Temecula school board president Joseph Komrosky ousted, preliminary election results show

Temecula Valley school board President Joseph Komrosky, an outspoken religious conservative whose controversial tenure has been marked by heated debates, was narrowly losing a recall election, according to preliminary results Tuesday night.

Komrosky was elected as part of a three-member conservative majority in November 2022. Taking office later that year, the bloc immediately thrust the 28,000-student Riverside County school system to the forefront of the culture wars. from the country.

Over the next year, under Komrosky's leadership, the Temecula Valley Unified School District restricted the teaching of critical race theory, limited which flags could be flown, and passed a policy that involved notifying parents of students' gender identification. students.

The activism led to ongoing litigation as well as state intervention that led the school system to substantially backtrack on efforts to restrict subject matter in state-mandated educational topics.

If Komrosky were removed, it would end the 2-2 stalemate that has existed since Komrosky ally Danny Gonzalez resigned in December after announcing he was moving out of state. The five-member school board won't be complete until after the November election.

This week's vote affected only Komrosky's District 4 seat, which represents the eastern and central part of the district.

Most of Temecula followed a policy playbook that has come to characterize that of religious conservatives elected to local offices who have enormous influence over what and how children are taught in public schools.

Komrosky put his religious conviction front and center: his biography on the social media platform X states: “God-fearing patriot who loves our country. “Full-time University Professor teaching logic and critical thinking, and servant of Jesus Christ, my Lord and Savior.”

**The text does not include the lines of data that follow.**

PR #807, opened 2023-02-20
STYLE: Move `InitialTransform` from MainBase to ElastixMain

N-Dekker:
Made clearer that TransformixMain does not need to use the `InitialTransform` property of ElastixMain. `MainBase` is the common base class of TransformixMain and ElastixMain (from pull request https://github.com/SuperElastix/elastix/pull/806 commit c2a5de712dd14ade6f36cc45b443e8f7113b501d). So it appears preferable to move InitialTransform from MainBase to the elastix specific class ElastixMain.

Removed the `SetInitialTransform` call from TransformixMain, as it does not seem to make sense. Discussed with Marius (@mstaring) at our weekly internal elastix sprint.

### DIFF
--- a/Core/Kernel/elxElastixMain.h
+++ b/Core/Kernel/elxElastixMain.h
@@ -105,6 +105,13 @@ public:
    */
   itkGetModifiableObjectMacro(FinalTransform, itk::Object);
 
+  /** Set/Get the initial transform
+   * the type is itk::Object, but the pointer should actually point
+   * to an itk::Transform type (or inherited from that one).
+   */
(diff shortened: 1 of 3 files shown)


N-Dekker:
@stefanklein FYI, I have just added the class `elastix::MainBase` as a common (abstract) base class of ElastixMain and TransformixMain, to make it clearer which functionality elastix and transformix have in common, and which functionality is specific to either one of them: pull request #806 Marius and I concluded during the sprint that `InitialTransform` is specific to elastix, not transformix.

But his policies were also intended and presumed to have broad appeal.

“Parental rights have been revoked and ignored,” he wrote on his website opposing the recall. “I will strongly advocate for family rights and the rights of our children regarding their safety and education. “I will oppose unnecessary school mandates that harm families.”

For him, this included a parental notification policy intended to alert parents when their children showed any signs of identification with a gender other than that listed on their birth certificate.

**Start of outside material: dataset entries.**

PR #809, opened 2023-02-20
ENH: Only write parameter file to log file when level = `info` (default)

N-Dekker:
Replaced `log::to_log_file` with `log::info_to_log_file`, which _only_ writes to file when the log level is `info` (which is the default).

ElastixTemplate::CreateTransformParameterFile and Configuration::PrintParameterFile() no longer write to file when the log level is `warning`, `error`, or `off`.

### DIFF
--- a/Core/Configuration/elxConfiguration.cxx
+++ b/Core/Configuration/elxConfiguration.cxx
@@ -90,12 +90,12 @@ Configuration::PrintParameterFile() const
   std::string params = this->m_ParameterFileParser->ReturnParameterFileAsString();
 
   /** Separate clearly in log-file, before and after writing the parameter file. */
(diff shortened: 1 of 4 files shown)


N-Dekker:
@mstaring @stefanklein Did I understand correctly that when the user requested log level is `error` (errors only), `warning` (errors + warnings), or `off`, writing the content of the (transform) parameter file to the log file should be suppressed?

I mean those sections:

    =============== start of ParameterFile: file.txt  ===============

...

    =============== end of ParameterFile: file.txt  ===============


Those are only "for information", so they should not be written when the user only wants to see warnings or errors, right?

mstaring:
yes for the elastix.log file this is just info indeed. The TransformParameter files should still be written. (there is a separate parameter to disable that)

PR #812, opened 2023-02-21
BUG: Fix dark color scheme appearance of elastix.lumc.nl/doxygen

N-Dekker:
When the user has selected the dark color scheme in their web browser appearance settings, many pages at https://elastix.lumc.nl/doxygen appear unreadable, as both background and foreground appear dark. A simple quick-fix is to just bypass the elastix style when the color scheme is not light.

Addresses the following comment from https://github.com/InsightSoftwareConsortium/ITKElastix/issues/158#issuecomment-1431146504, by Matt McCormick (@thewtex): 

> the Doxygen CSS seems to not render well on my system:

image

This new revision is already uploaded to https://elastix.lumc.nl/doxygen/elastix.css 

With help from Baldur Lew at LKEB.


N-Dekker:
With the new revision (as proposed here) https://elastix.lumc.nl/doxygen/transformparameter.html appears as follows with dark color scheme: 
ElastixNewDarkScheme

And it still appears as follows with light color scheme:

ElastixLightScheme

Komrosky and her allies say they believe parents have a fundamental right to participate in all aspects of their children's lives, especially in matters as momentous as gender identification.

Opponents contend that blanket parental notification policies violate student privacy and civil rights set forth in state law and the education code, and that the near-universal exposure of transgender students to their parents would put some children at risk. serious risk.

The legality of parental notification policies remains in play. The Chino Valley and Temecula school boards passed essentially identical policies, and each district was sued. California Lawyer. Gen. Rob Bonta sued the Chino Valley Unified School District, and a coalition of parents, students, individual teachers and the teachers union sued Temecula Valley.

The judge in the Chino Valley case determined in a preliminary ruling that the policy was substantially illegal. And Chino Valley subsequently approved a revised policy, which is expected to achieve the same purpose while also being legally approved.

A different judge upheld Temecula's policy, a ruling that is being appealed.

That lawsuit also alleges that the board majority is hostile toward LGBTQ+ issues and students, citing the board's refusal to adopt a state-approved curriculum for elementary schools that includes a short, optional passage in fourth-grade material. degree about the late San Francisco County Supervisor Harvey Milk. the state's first gay elected official, who was assassinated in 1978.

A threat of a fine from Gov. Gavin Newsom led the board to approve the curriculum, which had been recommended by teachers and administrators and was in line with state learning standards.

The issue is not over. The board voted to move this fourth-grade lesson on California's civil rights movements to the end of the year, to allow time to find “age-appropriate curriculum” that could replace “sexualized instructional topics.” .

The lesson in question includes paragraphs noting that LGBTQ+ individuals and groups fought for civil rights, including the right to marry, but does not address sex.

That lawsuit led by Temecula teachers also seeks to overturn the district's policy to restrict the teaching of critical race theory, an academic legal framework taught at some colleges and universities that examines how racial inequality and racism have been systemically embedded in American institutions.

Critical race theory has been another powder keg of the culture war across the country. Temecula's list of banned concepts incorporates common conservative claims, including that teachers use critical race theory to make white students feel guilty for being white. Many education experts consider this characterization of how teachers have been addressing the issue of race to be inaccurate and incomplete.

Temecula is apparently the only district in California facing litigation over its critical race theory policy.

But culture war issues are playing out in other Southern California school districts, including Orange Unified and Placentia-Yorba Linda Unified in Orange County and Murrieta Valley Unified in Riverside County. Similar ideological struggles have played out in the Rocklin Unified School District and Dry Creek Joint Elementary School District, both north of Sacramento, and in the Anderson Union High School District in Shasta County.

Times staff writer Ian James contributed to this report.